Running Snakemake on the computing cluster
16 months ago
wangdp123 ▴ 280

Hi there,

I have a question about how to run Snakemake tool properly on the HPC (cluster) and I understand that there are at least three ways of doing this below:

1) The following is the content of a test.sh shell script.

#!/bin/bash

#$-cwd #$ -V

#$-l h_rt=48:00:00 #$ -l nodes=10,ppn=1

snakemake -p --cores 10 --snakefile test.snakemake


The way of running is to run "qsub test.sh" to submit this job to the compute nodes of HPC.
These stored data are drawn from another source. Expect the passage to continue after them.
PR #6863, opened 2024-12-26
issue resolve - 6653 document uploaded of exceptions from request()

enji-coder:
Detailed document uploaded for exception raise by request() 

This will help for python developers who working upon request() module

### DIFF
--- a/docs/document_exceptions.txt
+++ b/docs/document_exceptions.txt
@@ -1,0 +1,111 @@
+Document which exception request() might raise :: 
+
+Common Exceptions Raised by requests Methods
+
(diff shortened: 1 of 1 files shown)


nateprewitt:
Hi @enji-coder, thanks for the PR. Unfortunately I don't think we can accept it. We do document the [top-level exception](https://requests.readthedocs.io/en/latest/user/quickstart/#errors-and-exceptions) which is what we'd generally recommend you use in your code.

If you do need to make granular decisions based on specific exceptions, they're also currently available in the [docs](https://requests.readthedocs.io/en/latest/api/#exceptions).

PR #6865, opened 2025-01-01
Update docstring for Session.verify to include string support (#6859)

### LINKED ISSUE #6859: Docstring:
`Session` docstring for `verify` attribute should note that it supports a string value.

## Actual Result

Currently, the `Session` docstring notes that its `verify` attribute only supports a bool.

However, `session.request` supports a string for its `verify` arg: https://github.com/psf/requests/blob/main/src/requests/sessions.py#L550

and when a `verify` arg isn't passed to `session.request`, then `session.verify` is used instead: 

https://github.com/psf/requests/blob/main/src/requests/sessions.py#L776
https://github.com/psf/requests/blob/main/src/requests/sessions.py#L70

## Reproduction Steps

N/A

## System Information
N/A

M0d3v1:
This pull request updates the docstring for the `Session.verify` attribute to clarify that it supports a string value for custom CA bundle paths.

Closes #6859.

### DIFF
--- a/src/requests/sessions.py
+++ b/src/requests/sessions.py
@@ -420,6 +420,8 @@ class Session(SessionRedirectMixin):
         #: presented by the server, and will ignore hostname mismatches and/or
         #: expired certificates, which will make your application vulnerable to
         #: man-in-the-middle (MitM) attacks.
+        #: If verify is set to a string, it must be the path to a CA bundle file
+        #: that will be used to verify the TLS certificate.
         #: Only set this to `False` for testing.
         self.verify = True
 


src/requests/sessions.py
```diff
@@ -420,6 +420,8 @@ def __init__(self):
         #: presented by the server, and will ignore hostname mismatches and/or
         #: expired certificates, which will make your application vulnerable to
         #: man-in-the-middle (MitM) attacks.
+        #: If verify is set to a string, it must be the path to a CA bundle file
+        #: that will be used to verify the TLS certificate.
         #: Only set this to `False` for testing.
```
nateprewitt: Let's keep the `False` warning attached to the rest of the `False` information, it may be easy to miss if you stop reading at that point.

```suggestion
        #: Only set this to `False` for testing.
        #: If verify is set to a string, it must be the path to a CA bundle file
        #: that will be used to verify the TLS certificate.
```

nateprewitt (changes requested):
Thanks for the PR, @M0d3v1! This seems reasonable to me. I've made a minor suggestion, but we should be ready to merge this.

nateprewitt (approved):

PR #6866, opened 2025-01-03
Adding host details in proxy headers

HarikrishnanTechie:
**Issue:**
The connect request does not include host details when operating in a proxy environment. This can lead to failures in establishing a proper connection, as the host information is essential for routing the request through the proxy.

**Code Explanation:**
To address this issue, the following approach is used:

Check for Host in Proxy Settings:
If the proxy_kwargs dictionary contains a host key, it indicates that host details are available.

Add Host to Proxy Headers:
These host details are added to the proxy_headers dictionary under the Host key. By doing so, the host information is explicitly included in the proxy headers, ensuring that the connect request incorporates the correct routing details.

Impact:
Including the host details in the proxy_headers ensures that the connect request is properly formed and able to route through the proxy environment without any missing information. This resolves the issue and enhances connectivity reliability

### DIFF
--- a/src/requests/adapters.py
+++ b/src/requests/adapters.py
@@ -290,6 +290,8 @@ class HTTPAdapter(BaseAdapter):
             )
         else:
             proxy_headers = self.proxy_headers(proxy)
+            if 'host' in proxy_kwargs and proxy_kwargs['host']:
+                proxy_headers['host'] = f"{proxy_kwargs['host']}"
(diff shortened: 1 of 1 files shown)


sigmavirus24:
We should resolve https://github.com/urllib3/urllib3/pull/3532 first. Both of these PRs lack tests and the correct way to handle the header in question

PR #6879, opened 2025-02-01
docs(exceptions): Add ConnectTimeout and ReadTimeout to documentation

jakobheine:
Comparing `__init__.py` exported exceptions with the documentation revealed that two exceptions were missing from the docs. This commit updates the documentation to include these previously unlisted exceptions, ensuring consistency between the code and the docs.

### DIFF
--- a/docs/api.rst
+++ b/docs/api.rst
@@ -37,6 +37,8 @@ Exceptions
 .. autoexception:: requests.ReadTimeout
 .. autoexception:: requests.Timeout
 .. autoexception:: requests.JSONDecodeError
+.. autoexception:: requests.ConnectTimeout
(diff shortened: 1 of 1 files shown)


docs/api.rst
```diff
@@ -37,6 +37,8 @@ Exceptions
 .. autoexception:: requests.ReadTimeout
 .. autoexception:: requests.Timeout
 .. autoexception:: requests.JSONDecodeError
+.. autoexception:: requests.ConnectTimeout
```
nateprewitt, line 40: Not sure if I'm missing something. These already exist on lines 36 and 37. Why are we adding them a second time?

jakobheine: Missed that, thank you. Closing the PR.

PR #6880, opened 2025-02-01
docs(exceptions): Remove unused exception URLRequired from documentation

jakobheine:
The documentation previously listed `requests.URLRequired` as a valid exception, suggesting it would be raised for invalid URLs. However, this exception has been dead code since commit ab27027 (2012) and is never actually raised.

Instead, invalid URLs raise `MissingSchema`, `InvalidSchema`, or `InvalidURL`, none of which were documented. This commit removes `URLRequired` from the documentation to reflect the actual behavior and prevent confusion.


nateprewitt:
Thanks, @jakobheine!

2) Use the --cluster argument suggested by the Snakemake manual (https://snakemake.readthedocs.io/en/v5.1.4/executable.html) as below:

snakemake --cluster qsub -j 32 --snakefile test.snakemake


3) Use the --profile argument suggested by the Snakemake manual (https://snakemake.readthedocs.io/en/v5.1.4/executable.html) as below:

snakemake --profile myprofile --snakefile test.snakemake


I was wondering if the three methods can lead to the same effects. If not, what would be the difference? Although I was told that the first approach is not going to make use of the multiple nodes of HPC, I don't see that it is true as in practice it seems to have made use of the 10 nodes of HPC.

Many thanks,

Tom

I use your approach #1, because I need to load a custom conda environment for snakemake to run. From the documentation, I'm not clear if a job would be launched for each rule or for the entire pipeline when using options 2 and 3 - what is your experience on that?